Measuring distances between centers of ground truth and founded zones in pixels makes a sense while developing an application for tracking ultrasound patterns, because all the trackers’ algorithms potentially can track any object in any video. Zooming the ultrasound video will change the size of the pattern on screen, different video will have patterns of different size, but the final result should be presented in measurement system understandable by anybody. Converting pixels to millimeters is a separate process for every video because of different scale. Table 3 shows the root mean square deviation between centers in millimeters.

Table 3 Deviation between centers of ground truth and founded zones.

The diagram in Fig. 5 shows that KCF is the only the leader in quality testing; it has excellent speed results. It could make KCF the best choice for tracking lesions on ultrasound video, with the exception of some failed frames.

Figure 5
figure 5

Average frame processing time.

We have also re-run tests for the assessment leaders—CSRT and KCF algorithms, trying to improve the tracking results. Tuned CSRT initialization parameters are presented below:

  • psr_threshold

  • padding

  • scale_step

  • use_gray

KCF parameters that we tuned are presented below:

  • detect_thresh

  • lambda

  • max_patch_size

  • sigma

None of them improved the tracking quality, but the quality degradation in many cases during the tuning was perceptible. It means that the developers selected default initialization parameters very carefully. It also should be noted that tracking grayscale or RGB image with CSRT requires the same time to process the frame.

Conclusions

The CSRT and KCF algorithms are the leaders in this ranking. They always cover the target area at least 70%, and the average result is 75% or more. This result is comparable with Deep Learning methods of tracking ultrasound patterns—SiamFC neural network reaches 83% IoU while tracking carotid artery39. False-positive data does not exceed 15% for CSRT and 10% for KCF. The speed of the CSRT algorithm allows it to reach 30 frames per second and KCF—up to 100 frames per second which makes them suitable for real-time processing. The failure rate for the KCF algorithm is less than 2%. With CSRT—all attempts were successful.

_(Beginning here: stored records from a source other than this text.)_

PR #1501, opened 2018-09-27
Added favicon for site

breity:
To test:
- Load /site and make sure browser favicon updates to WISE logo


src/main/webapp/site/src/index.html
```diff
@@ -6,7 +6,7 @@
   <title>WISE: Web-based Inquiry Science Environment</title>
 
   <meta name="viewport" content="width=device-width, initial-scale=1">
-  <link rel="icon" type="image/x-icon" href="favicon.ico">
+  <link rel="icon" type="image/x-icon" href="favicon.ico?v=2">
```
hirokiterashima: Is ?v=2 necessary?

breity: So the reason that is there is because browsers very aggressively cache favicons. Clearing the browser cache usually doesn't have any effect. So that's why I put the query string in there. But I imagine it shouldn't be an issue for most people since they'll load the new site in the future or at different urls. So we could probably take it out.

breity:
@hirokiterashima Okay, I removed the query string from the icon href.

PR #1517, opened 2018-10-03
implemented sort by start-times for teacher runs list

vkorir:
sort teacher runs by start-times implementation


src/main/webapp/site/src/app/teacher/teacher-run-list/teacher-run-list.component.ts
```diff
@@ -88,11 +83,11 @@ export class TeacherRunListComponent implements OnInit {
     this.loaded = true;
   }
 
-  sortByRunIdDesc(a, b) {
-    if (a.id < b.id) {
-      return 1;
-    } else if (a.id > b.id) {
+  sortByStartTime(a, b) {
```
hirokiterashima: Rename to sortByStartTimeDesc. Also the logic is wrong: if a's startTime is less than b's startTime, a should be at the beginning of the array, so that it appears that the top of the page.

The reason for the failures of the other algorithms can be a whole complex of features of the ultrasound image, such as:

  • Noisy image,

  • The absence of clearly defined contours of objects,

  • Gray-scale representation.

The obtained results led to the idea of cooperative use of algorithms: to build a reliable tracking system, it is proposed to use Kernelized Correlation Filters as the main algorithm and in rare cases of its failure to call the Channel Spatial Reliability algorithm, which, despite the lower operation speed, will eliminate dropped frames. The workflow might look like this:

  1. 1.

    Sequential processing of video frames using the KCF tracker.

  2. 2.

    If the KCF tracker fails, the CSRT algorithm is reinitialized with the last successful processed frame and repeats the search on the frame that caused the failure.

  3. 3.

    If step 2 is repeated several (supposedly 3-5 frames) times, the main KCF algorithm is reinitialized with the data received from the backup CSRT tracker.

  4. 4.

    Probably, it makes sense to go to step 2 in case of failure and when the arithmetic means of the distance according to CD criterion exceeds a certain predetermined threshold and/or the value of Intersection over Union criterion exceeds the value of FPP criterion.

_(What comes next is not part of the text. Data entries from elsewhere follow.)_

PR #1527, opened 2018-10-09
Issue 1515 update local user

### LINKED ISSUE #1515: Editing profile doesn't update local User in the UserService
### Description

When a user edit's their teacher or student profile info, the server updates correctly but the local User object (in UserService and the edit profile components) does not get updated. So, if the user navigates away from the `/profile/edit` route and comes back, the old profile info will be loaded.

### Steps to Reproduce

1. Log in as student or teacher and navigate to `/teacher/profile/edit` or `/student/profile/edit`.
2. Change some fields in the account info form and save.
3. Navigate to a different route and then go back to the edit profile page.

geoffreykwan:
Test the student edit profile
- Log in as a student
- Go to the Edit Profile page
- Change the language to something different like Spanish
- Click save
- Go back to the Student Home page
- Go back to the Edit Profile page
- The language should be set to Spanish

Test the teacher edit profile
- Log in as a teacher
- Go to the Edit Profile page
- Change all the fields
- Click save
- Go back to the Teacher Home page
- Go back to the Edit Profile page
- The fields should be re-populated to the values you recently set

Closes #1515

### DIFF
--- a/src/main/webapp/site/src/app/student/account/edit-profile/edit-profile.component.spec.ts
+++ b/src/main/webapp/site/src/app/student/account/edit-profile/edit-profile.component.spec.ts
@@ -63,6 +63,11 @@ describe('EditProfileComponent', () => {
     return fixture.debugElement.query(By.css('form'));
   };
 
+  const submitForm = () => {
+    const form = getForm();
+    form.triggerEventHandler('submit', null);
+  };
+
   beforeEach(async(() => {
     TestBed.configureTestingModule({
       declarations: [ EditProfileComponent ],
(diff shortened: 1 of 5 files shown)


src/main/webapp/site/src/app/student/account/edit-profile/edit-profile.component.spec.ts
```diff
@@ -106,4 +116,13 @@ describe('EditProfileComponent', () => {
     fixture.detectChanges();
     expect(submitButton.disabled).toBe(true);
   });
+
+  it('should update the user', async() => {
+    const form = getForm();
```
hirokiterashima: Move variable declaration line to right above reference to keep variable live time short. Change for other instances also.
```
    component.editProfileFormGroup.get('language').setValue('Spanish');
    const form = getForm();
    form.triggerEventHandler('submit', null);
```

Better still, can this be made into a function like "submitForm()"?

geoffreykwan:
Ok, I created a function to submit the form.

The prototype of this application is on heavy development and group of authors hope to publish the result as soon as possible.

Thus, the conclusion of the work suggests that real-time neoplasm tracking is possible using a combination of the two algorithms. This will allow the system to reliably track target areas at frame rates in excess of 50 frames per second. Such development will be future work for this group of authors.